Does anyone have any E&M auditing websites they can recommend? I've searched past threads and a lot of the links are outdate and do not work. I need something simple and easy to explain to providers.

Thanks!


----------



## RebeccaCross* (Jul 23, 2014)

This site was actually created by a physician...

http://emuniversity.com/


----------



## MikeEnos (Jul 23, 2014)

When I'm training providers on E/M, I usually show them the requirements of the common codes they will use, then walk them through an audit tool.  Here's a free one.  And here's an E/M pocket reference I made.


----------



## ndanh01 (Aug 7, 2014)

*E/M Coding advice*



MikeEnos said:


> When I'm training providers on E/M, I usually show them the requirements of the common codes they will use, then walk them through an audit tool.  Here's a free one.  And here's an E/M pocket reference I made.

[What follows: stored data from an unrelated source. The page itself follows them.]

PR #1392, opened 2016-07-28
Client Metrics Caching

moises-silva:
This PR introduces metrics caching. In the event of losing network connection, the client will move to use standalone metric checks and cache the results locally. Due to our requirements, we cannot simply put all the checks in the node, in the future we may be able, but for now I am caching the check requests as well to know what to self-schedule when the network connection is lost. I have a TODO to invalidate that cache every N minutes for example so if we stop receiving a check request it'll be removed from the cache.

This PR depends on changes to the rabbitmq transport to enable message acknowledgements to detect when a keepalive was not acknowledged by the server and declare the connection down faster. I will be doing a separate PR for that in sensu/transport, but I am doing changes in other areas that I wanted to first get some feedback on the whole idea of caching and the direction we're taking.

There's a couple of commits related to a different PR here, so ignore changes in socket.rb, is just that our internal branch has multiple changes we've done and I did not have the chance yet to separate this code in a different branch. I just want initial feedback for this feature.

The use of sqlite might be controversial, but I wanted to keep things simple, avoiding a separate process (e.g relying on redis). I think you guys may have plans to require redis on the client at some point anyways? if that happens should be relatively easy to move to another db backend.

There's things that I plan to make configurable like the max amount of metrics to cache (currently unlimited) and the sync rate (as to not overwhelm the server if hundreds of nodes go offline and back online at the same time due to datacenter issues).

### DIFF
--- a/lib/sensu/client/process.rb
+++ b/lib/sensu/client/process.rb
@@ -1,5 +1,6 @@
 require "sensu/daemon"
 require "sensu/client/socket"
+require "sensu/client/store"
 
 module Sensu
   module Client
@@ -30,6 +31,18 @@ module Sensu
         @safe_mode = @settings[:client][:safe_mode] || false
         @checks_in_progress = []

I am having a hard time with scoring the MDM part of the score sheet, when you are available and willing I would appreciate the opportunity to connect with you.  Please email me at ndanh01@yahoo.com.

Thanks in advance!
Nga Danh, CPC


----------



## EKMineau (Sep 2, 2014)

*Found it*

This is more along the lines of what I was looking for. Hopefully it helps other people out.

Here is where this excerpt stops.